Lipstick maker Juan immediately understood my brief of “an almost-matte nude, darker and punchier than my natural lip colour, as appropriate with little other makeup and jeans as with a full face and frock”. He promptly heaped white, brown, yellow and purple creams on to a mixing slab and blended them, sampling and adjusting until we both felt satisfied with the very slightly peach-stained, mid-tone rose. The cream is then divided between a luxury lipstick bullet and a sample for the Code8 archives, to make reordering (£28) straightforward (the brand can also copy any favourite discontinued lipstick from the remaining dregs). I adore my shade, which I’ve now worn several times a week for a month.
For those to whom lipstick is more like a religion than a passion, YSL’s new Rouge Sur Mesure device (£250) is the ultimate gift. This slick, dressing table-top digital device can create 4,000 lipstick shades using only a free smartphone app and base colour cartridges (think tiny printer cartridges full of lipstick, £60 for a full colour family set – pinks, oranges, nudes and reds).
During my practice run, I photographed the ketchup on the table, then in about two minutes, very closely recreated its concentrated tomato shade in a real-life lipstick to apply there and then.
The machine dispenses five applications directly into a smart, portable YSL compact, which can be wiped out later and filled with, perhaps, doses of your wedding bouquet pink, train ticket orange, or the exact nude spotted on a magazine cover.

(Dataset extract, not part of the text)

PR #5272, opened 2026-05-19
Issue #7129: Apply cardinality limits on file upload earlier

### LINKED ISSUE #7129: Fixed multi-file uploads so they apply cardinality limits earlier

If you’re feeling low on inspiration, there’s a vast array of colour options on the app, which will memorise favourites for another time. The device is not the simplest to operate at first go, but it is terrific fun, and while no one is expecting it to sweep the nation (it’s available only at yslbeauty.com), it does feel like the expensive start of an ultimately more affordable move towards bespoke.